Over Vitebsk, 1913 by Marc Chagall
Over Vitebsk belongs to a large series of works that the artist began after his return to his hometown in June 1914, which take as their subject an over-life-size, elderly beggar floating above the snow-laden rooftops of Vitebsk. The painting plays on the Yiddish expression for a beggar moving from door to door, "er geyt iber di hayzer", which translates as "he walks over the houses." This whimsical turn of phrase allowed Chagall to transform an otherwise naturalistically rendered scene of Vitebsk in winter through the addition of a strange airborne character with a sack on his back, whose presence imbues the composition with a dreamlike otherworldliness.
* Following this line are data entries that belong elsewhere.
PR #494, opened 2020-10-31
Name text and border colors

srjfoo:
In `layout.less`, name text and border colors. Changed a few more isolated instances of inline styles controlling color to use classes.

In a separate commit, fixed some improperly closed elements in `styles/style_demo.php`.

sandbox: [text-border-colors](https://www.pgdp.org/~srjfoo/c.branch/text-border-colors/)

### DIFF
--- a/pinc/mentorbanner.inc
+++ b/pinc/mentorbanner.inc
@@ -33,21 +33,17 @@ function mentor_banner($round)
         case 0:
         case 1:
         case 2:
-            $font_boost = "1em";
-            $font_col = '#339933';
+            $class = 'mentor-recent';
             break;
         case 3:
         case 4:
-            $font_boost = "large";
-            $font_col = "#FF6600";
+            $class = 'mentor-older';
             break;
         default:
-            $font_boost = "x-large";
-            $font_col = "#FF0000";
+            $class = 'mentor-oldest';
             break;
     }
-
-    echo "<p style='color: $font_col; font-weight: bold; font-size: $font_boost; text-align: center'>";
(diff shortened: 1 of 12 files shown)


pinc/mentorbanner.inc
```diff
@@ -33,21 +33,17 @@ function mentor_banner($round)
...
             break;
         default:
-            $font_boost = "x-large";
-            $font_col = "#FF0000";
+            $class = 'mentor-oldest';
             break;
     }
-
-    echo "<p style='color: $font_col; font-weight: bold; font-size: $font_boost; text-align: center'>";
+    echo "<p class = '$class'>";
```
cpeel, line 46: We don't include spaces between tag params and their values, so let's remove the extra spaces here.

styles/layout.less
```diff
@@ -694,19 +738,22 @@ table.snapshottable {
     }
 }
 
+@access-yes: @text-ok;
```
cpeel, line 741: I'm not certain we want to tie the access colors to the text OK/error/warning colors. Consider the case where a theme changes warning to orange -- I don't think an orange info icon is the right message for "eligible".

srjfoo: Fair comment -- and I felt uncomfortable using the error/warning colors there. Not sure why I left that, actually. I can either put the colors in directly, or define additional color names--do you have a preference?

srjfoo: Actually, never mind ... because that was already a level of indirection. I'll just assign the colors to those variables directly.

PR #854, opened 2023-01-21
Change some project transitions

srjfoo:
The first commit removes the button that squirrels could use to move a project back into the previous round (the effect of which was to change the project state to unavailable for the previous round and the page states to the previous round's `page_avail` state. This was easy to confuse with doing a round repeat (which is done via separate script). The original reason for the button appears to have been to make it easier, after the move from 2 to 3 proofreading rounds, to shove a P3 project that had no P2 back into an empty P2 round.

The second commit removes the ability for disabled project managers to move a project out of the new project state. From the new project state, it is easier for them to fix problems with a project themselves instead of having to request a squirrel to do so.

Testable in [https://www.pgdp.org/~srjfoo/c.branch/change-pm-transitions/](https://www.pgdp.org/~srjfoo/c.branch/change-pm-transitions/).

### DIFF
--- a/pinc/ProjectTransition.inc
+++ b/pinc/ProjectTransition.inc
@@ -434,7 +434,7 @@ function get_transition($from_state, $to_state)
 new ProjectTransition(
     PROJ_NEW,
     PROJ_P1_UNAVAILABLE,
-    'manager',
+    'unrestricted_manager',
     [
         'project_restriction' => null,
         'action_name' => '[default]',
--- a/pinc/ProjectTransition.inc
+++ b/pinc/ProjectTransition.inc
@@ -681,26 +681,6 @@ for ($rn = 1; $rn <= MAX_NUM_PAGE_EDITING_ROUNDS; $rn++) {
         ];
 
         foreach ($from_states as $from_state) {
-            if ($rn > 1) {
-                // Transition to go back 1 round.
-
-                $prev_round = get_Round_for_round_number($rn - 1);
-
-                new ProjectTransition(
-                    $from_state,
-                    $prev_round->project_waiting_state,
-                    'site_manager',
-                    [
-                        'project_restriction' => null,
-                        'action_name' => sprintf(_('Send back to %s'), $prev_round->id),
-                        'confirmation_question' => '[default]',
-                        'detour' => null,
-                        'settings_template' => "", // don't set modifieddate
-                        'collateral_actions' => null,
-                    ]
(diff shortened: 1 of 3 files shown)


pinc/ProjectTransition.inc
```diff
@@ -681,26 +681,6 @@ for ($rn = 1; $rn <= MAX_NUM_PAGE_EDITING_ROUNDS; $rn++) {
         ];
 
         foreach ($from_states as $from_state) {
-            if ($rn > 1) {
-                // Transition to go back 1 round.
-
-                $prev_round = get_Round_for_round_number($rn - 1);
-
-                new ProjectTransition(
```
chrismiceli, line 689: removing this transition doesn't impact the script you mentioned in the description, right?

chrismiceli (approved):

pinc/project_edit.inc
```diff
@@ -58,8 +58,8 @@ function check_user_can_load_projects($exit_if_not)
     global $site_manager_email_addr;
     if (user_has_project_loads_disabled()) {
         echo "
-              <div class='display-flex'><div class='callout'>"
-            ._("You are not currently permitted to create new projects, or move projects out of the unavailable state.")
+              <div class='display-flex' style='margin-bottom:0.5em'><div class='callout'>"
```
srjfoo, line 61: @cpeel -- I'm not sure this is the correct way to do this, but it was the easiest. Currently, the bottom border of the call-out box has no margin between it and the border of the button below it (at least not in FF):
image

No extra margin was needed on top, and I didn't want to mess with the styling on the callout box. I'd be happy to change this if you can point me in the right direction.

pinc/ProjectTransition.inc
srjfoo: Good question. I don't think it should, but it's a good idea for me to verify that, thanks. I'll investigate that.

srjfoo: Double-checked by actually trying it out. No, it doesn't impact the script. The change doesn't actually remove the plumbing that would allow the transition to happen, it just removes the button that would cause the transition to be performed. The `noncvs` script that actually does the round repeat does not need the button to be defined.

pinc/project_edit.inc
cpeel: I think this is a great fix to that problem 👍

cpeel (approved):

PR #856, opened 2023-02-04
All transitive

chrismiceli:
In response to the dependabot PR, this updates all the transitive deps.


cpeel (approved):
Thanks @chrismiceli!

PR #857, opened 2023-02-06
allow inline math inside display math

70ray:
MathJax can compile inline math inside text inside display math but the format preview previously marked it as an error.
Also add a test for it not to cause an error.

Sandbox at: https://www.pgdp.org/~rp31/c.branch/nest_inline


chrismiceli (approved):

70ray:
Previously something like
```\[e=mc^2 \text{ but \(x=\y)}\] would cause an error because it didn't allow for inline markup \( ... \) inside dieplay markup \[ ... \]```

srjfoo (approved):

PR #859, opened 2023-02-23
Set focus on proofing interface S/R Search field

windymilla:
When the Search/Replace tool is popped in the proofing interface, ensure the keyboard focus is in its Search field. This enables the proofer to begin typing the Search term immediately without an additional click.


windymilla:
Available for testing [here](https://github.com/windymilla/dproofreaders/pull/new/sr-focus)

srjfoo (approved):

cpeel (approved):
Thanks for this UX fix!

windymilla:
Thanks - I will benefit from it :)

PR #861, opened 2023-03-03
Make a function to split text into blocks

70ray:
This fixes  task 2038 https://www.pgdp.net/c/tasks.php?action=show&task_id=2038 and simplifies and improves re-wrap.

Classify blocks based on number of preceding blank lines. Use the function for checking all-bold headings and for re-wrap. Allow Headings and sub-headings to have more than one line. 2 blank lines introduce a section. If the block following the 2 blank lines consists of only one line treat it as a section heading (not all bold); else treat like a paragraph. Add different error codes for not all bold in heading, sub-heading or section heading, add tests for them. Revise re-wrap code and remove unused preview styles.

### DIFF
--- a/SETUP/tests/jsTests/formatPreviewTests.js
+++ b/SETUP/tests/jsTests/formatPreviewTests.js
@@ -257,10 +257,28 @@ QUnit.module("Format preview test", function() {
         issueTest(assert, 0, 8, 1, "spaceBeforeEnd", 1);
     });
 
-    QUnit.test("entirely bold heading", function (assert) {
+    QUnit.test("entirely bold heading with two lines", function (assert) {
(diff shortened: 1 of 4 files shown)


charliehoward4dp:
Headings frequently take multiple lines, and they should be treated as headings , not as paragraphs. What complicates the situation is that many things may be preceded by two blank lines, including Section headings, paragraphs, lists, and tables. Post-processors deal with this routinely.

70ray:
> Headings frequently take multiple lines, and they should be treated as headings , not as paragraphs. What complicates the situation is that either may follow two blank lines. Post-processors deal with this routinely.

Yes, whatever the preview re-wrap does in this case will often be wrong.

70ray:
It could be best to remove the re-wrap function altogether. Or change the way it deals with section headings.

If Chagall left Russia physically to live in Paris, he never did so emotionally or spiritually: Vitebsk figures in much of the work he created in France. His distance from family and Bella Rosenfeld, who would eventually become his wife, undoubtedly fed his fondness for his home town. Indeed, Chagall's sense of self was so rooted there that he would come to consider Paris his "second Vitebsk." This may sound like the mooning of a romantic and homesick artist. Yet looking at Over Vitebsk or The Flying Carriage (1913), one gets such a particular feeling of the place - where magical events are as prosaic as milking the cow - that it's impossible not to feel bewitched by them. Chagall is the rare sophisticate who manages to tap into the emotional sturdiness of folk culture without belittling or, at least in these paintings, over-sentimentalizing it. As an artist he was a product of both modernist Paris and the shtetl, a hybrid of the urban and the rural, the new and the old. This is what makes his best work compassionately earthy and utterly fantastic. It is what makes Chagall Chagall.